What the exercise asks:
Determine how many lines of the data below contain "environment", then give only that number.

Information given:
PR #1185, opened 2022-09-14
Add dedicated DroneCI env compatibility layer

6543:
for more info see `https://github.com/drone-plugins/drone-plugin-lib/pull/37/files`
and c79d49c862ad800f30abcd4fc9b543f99a8e70f9

### DIFF
--- a/pipeline/frontend/drone_compatibility.go
+++ b/pipeline/frontend/drone_compatibility.go
@@ -1,0 +1,58 @@
+// Copyright 2022 Woodpecker Authors
+//
+// Licensed under the Apache License, Version 2.0 (the "License");
+// you may not use this file except in compliance with the License.
+// You may obtain a copy of the License at
+//
+//      http://www.apache.org/licenses/LICENSE-2.0
+//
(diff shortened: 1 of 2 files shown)


pipeline/frontend/drone_compatibility.go
```diff
@@ -0,0 +1,59 @@
...
+//
+// Unless required by applicable law or agreed to in writing, software
+// distributed under the License is distributed on an "AS IS" BASIS,
+// WITHOUT WARRANTIES OR CONDITIONS OF ANY KIND, either express or implied.
+// See the License for the specific language governing permissions and
+// limitations under the License.
+
+package frontend
+
+// setDroneEnviron set  dedicated to DroneCI environment vars as compatibility layer
```
6543, line 17:
```suggestion
// setDroneEnviron set dedicated to DroneCI environment vars as compatibility layer
```

6543:
> Maybe, we can look if we can extend this later to other CI systems like GH Actions, Circle CI or whatever else

as long as there plugins are handled via environment vars and do run in a docker container ... yes we can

Reply to the exercise:
3